| Task brief |
Repeat each entry. Keep every line exactly as it is.
(Source data)
PR #158, opened 2023-07-12
Add stake verification to QC and TC

michael-yxchen:
The current certificate verification only verifies the SignatureCollection and doesn't check whether +2/3 stake has signed the message. Any SignatureCollection is treated as valid so long as the signature is valid. This is wrong and this PR patches that, and adds two stake validation test. 

Verify_qc/tc now takes in the ValidatorSet for staking information.

### DIFF
--- a/monad-consensus-types/src/validation.rs
+++ b/monad-consensus-types/src/validation.rs
@@ -13,6 +13,8 @@ pub enum Error {
     AuthorNotSender,
     /// There are high qc rounds larger than the TC round
     InvalidTcRound,
+    /// The SignatureCollection doesn't have supermajority of the stake signed
+    InsufficientStake,
 }
 
 pub trait Hashable {
--- a/monad-consensus/src/validation/signing.rs
+++ b/monad-consensus/src/validation/signing.rs
@@ -17,6 +17,7 @@ use monad_proto::proto::message::{
     proto_unverified_consensus_message, ProtoUnverifiedConsensusMessage,
 };
 use monad_types::{Hash, NodeId, Stake};
+use monad_validator::validator_set::ValidatorSetType;
 
 #[cfg(feature = "proto")]
 use crate::convert::message::UnverifiedConsensusMessage;
@@ -104,9 +105,9 @@ where
 {
     // A verified proposal is one which is well-formed and has valid
     // signatures for the present TC or QC
-    pub fn verify<H: Hasher>(
+    pub fn verify<H: Hasher, VT: ValidatorSetType>(
         self,
-        validators: &ValidatorMember,
+        validators: &VT,
         sender: &PubKey,
     ) -> Result<Verified<S, ConsensusMessage<S, T>>, Error> {
         // FIXME this feels wrong... it feels like the enum variant should factor into the hash so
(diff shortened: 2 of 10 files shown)


monad-consensus-types/src/validation.rs
```diff
@@ -13,6 +13,8 @@ pub enum Error {
     AuthorNotSender,
     /// There are high qc rounds larger than the TC round
     InvalidTcRound,
+    /// The SignatureCollection doesn't have +2/3 of the stake signed
+    NoSuperMajStake,
```
ariqchowdhury: nit: InsufficientStake?

monad-consensus/src/validation/signing.rs
ariqchowdhury, line 1: we could also consider doing the weight verification at the monad-state level so that we don't pass the whole validator_set into this function. The verification could be split into a signature verification and the consensus level well-formed checks. And then later the BLS stuff is just checked at the sig verification function in monad-state. What do you think?

michael-yxchen: Discussed offline, splitting validator set from leader election. Verify functions takes the validators_set by reference

ariqchowdhury:
nit: the commit message is out of date after rebasing (leader election is now split from validator set)

michael-yxchen:
> nit: the commit message is out of date after rebasing (leader election is now split from validator set)

oops. fixed

monad-consensus/src/validation/signing.rs
```diff
@@ -275,20 +289,27 @@ where
...
 
         t.author_signature
             .verify(msg.as_ref(), &pubkey)
             .map_err(|_| Error::InvalidSignature)?;
+
+        node_ids.push(NodeId(pubkey));
+    }
+
+    if !validators.has_super_majority_votes(node_ids.iter()) {
+        return Err(Error::InsufficientStake);
```
michael-yxchen, line 302: TC stake verification

monad-consensus/src/validation/signing.rs
```diff
@@ -302,13 +323,19 @@ where
...
     qc.signatures
         .verify_signatures(qc_msg.as_ref())
         .map_err(|_| Error::InvalidSignature)?;
 
+    let node_ids = pubkeys.iter().map(|pk| NodeId(*pk)).collect::<Vec<_>>();
+
+    if !validators.has_super_majority_votes(node_ids.iter()) {
+        return Err(Error::InsufficientStake);
+    }
+
```
michael-yxchen, line 338: QC stake verification

monad-consensus-types/src/validation.rs
```diff
@@ -13,6 +13,8 @@ pub enum Error {
     AuthorNotSender,
     /// There are high qc rounds larger than the TC round
     InvalidTcRound,
+    /// The SignatureCollection doesn't have +2/3 of the stake signed
```
ariqchowdhury: nit: maybe, "+2/3" -> "supermajority"

monad-consensus/src/validation/signing.rs
ariqchowdhury, line 1: the type ValidatorMember was just an alias type used in this file, it should be deleted now

monad-consensus/tests/proposal.rs
```diff
@@ -1,16 +1,22 @@
...
 use monad_testutil::signing::{get_key, node_id, MockSignatures, TestSigner};
 use monad_types::*;
-
-fn setup_block(author: NodeId, block_round: u64, qc_round: u64) -> Block<MockSignatures> {
+use monad_validator::validator_set::{ValidatorSet, ValidatorSetType};
+
+fn setup_block(
+    author: NodeId,
+    block_round: u64,
+    qc_round: u64,
```
ariqchowdhury: nit: not your change, but just noticed these should probably be Round types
(End Source data)
| Expected answer |
PR #158, opened 2023-07-12
Add stake verification to QC and TC

michael-yxchen:
The current certificate verification only verifies the SignatureCollection and doesn't check whether +2/3 stake has signed the message. Any SignatureCollection is treated as valid so long as the signature is valid. This is wrong and this PR patches that, and adds two stake validation test. 

Verify_qc/tc now takes in the ValidatorSet for staking information.

### DIFF
--- a/monad-consensus-types/src/validation.rs
+++ b/monad-consensus-types/src/validation.rs
@@ -13,6 +13,8 @@ pub enum Error {
     AuthorNotSender,
     /// There are high qc rounds larger than the TC round
     InvalidTcRound,
+    /// The SignatureCollection doesn't have supermajority of the stake signed
+    InsufficientStake,
 }
 
 pub trait Hashable {
--- a/monad-consensus/src/validation/signing.rs
+++ b/monad-consensus/src/validation/signing.rs
@@ -17,6 +17,7 @@ use monad_proto::proto::message::{
     proto_unverified_consensus_message, ProtoUnverifiedConsensusMessage,
 };
 use monad_types::{Hash, NodeId, Stake};
+use monad_validator::validator_set::ValidatorSetType;
 
 #[cfg(feature = "proto")]
 use crate::convert::message::UnverifiedConsensusMessage;
@@ -104,9 +105,9 @@ where
 {
     // A verified proposal is one which is well-formed and has valid
     // signatures for the present TC or QC
-    pub fn verify<H: Hasher>(
+    pub fn verify<H: Hasher, VT: ValidatorSetType>(
         self,
-        validators: &ValidatorMember,
+        validators: &VT,
         sender: &PubKey,
     ) -> Result<Verified<S, ConsensusMessage<S, T>>, Error> {
         // FIXME this feels wrong... it feels like the enum variant should factor into the hash so
(diff shortened: 2 of 10 files shown)


monad-consensus-types/src/validation.rs
```diff
@@ -13,6 +13,8 @@ pub enum Error {
     AuthorNotSender,
     /// There are high qc rounds larger than the TC round
     InvalidTcRound,
+    /// The SignatureCollection doesn't have +2/3 of the stake signed
+    NoSuperMajStake,
```
ariqchowdhury: nit: InsufficientStake?

monad-consensus/src/validation/signing.rs
ariqchowdhury, line 1: we could also consider doing the weight verification at the monad-state level so that we don't pass the whole validator_set into this function. The verification could be split into a signature verification and the consensus level well-formed checks. And then later the BLS stuff is just checked at the sig verification function in monad-state. What do you think?

michael-yxchen: Discussed offline, splitting validator set from leader election. Verify functions takes the validators_set by reference

ariqchowdhury:
nit: the commit message is out of date after rebasing (leader election is now split from validator set)

michael-yxchen:
> nit: the commit message is out of date after rebasing (leader election is now split from validator set)

oops. fixed

monad-consensus/src/validation/signing.rs
```diff
@@ -275,20 +289,27 @@ where
...
 
         t.author_signature
             .verify(msg.as_ref(), &pubkey)
             .map_err(|_| Error::InvalidSignature)?;
+
+        node_ids.push(NodeId(pubkey));
+    }
+
+    if !validators.has_super_majority_votes(node_ids.iter()) {
+        return Err(Error::InsufficientStake);
```
michael-yxchen, line 302: TC stake verification

monad-consensus/src/validation/signing.rs
```diff
@@ -302,13 +323,19 @@ where
...
     qc.signatures
         .verify_signatures(qc_msg.as_ref())
         .map_err(|_| Error::InvalidSignature)?;
 
+    let node_ids = pubkeys.iter().map(|pk| NodeId(*pk)).collect::<Vec<_>>();
+
+    if !validators.has_super_majority_votes(node_ids.iter()) {
+        return Err(Error::InsufficientStake);
+    }
+
```
michael-yxchen, line 338: QC stake verification

monad-consensus-types/src/validation.rs
```diff
@@ -13,6 +13,8 @@ pub enum Error {
     AuthorNotSender,
     /// There are high qc rounds larger than the TC round
     InvalidTcRound,
+    /// The SignatureCollection doesn't have +2/3 of the stake signed
```
ariqchowdhury: nit: maybe, "+2/3" -> "supermajority"

monad-consensus/src/validation/signing.rs
ariqchowdhury, line 1: the type ValidatorMember was just an alias type used in this file, it should be deleted now

monad-consensus/tests/proposal.rs
```diff
@@ -1,16 +1,22 @@
...
 use monad_testutil::signing::{get_key, node_id, MockSignatures, TestSigner};
 use monad_types::*;
-
-fn setup_block(author: NodeId, block_round: u64, qc_round: u64) -> Block<MockSignatures> {
+use monad_validator::validator_set::{ValidatorSet, ValidatorSetType};
+
+fn setup_block(
+    author: NodeId,
+    block_round: u64,
+    qc_round: u64,
```
ariqchowdhury: nit: not your change, but just noticed these should probably be Round types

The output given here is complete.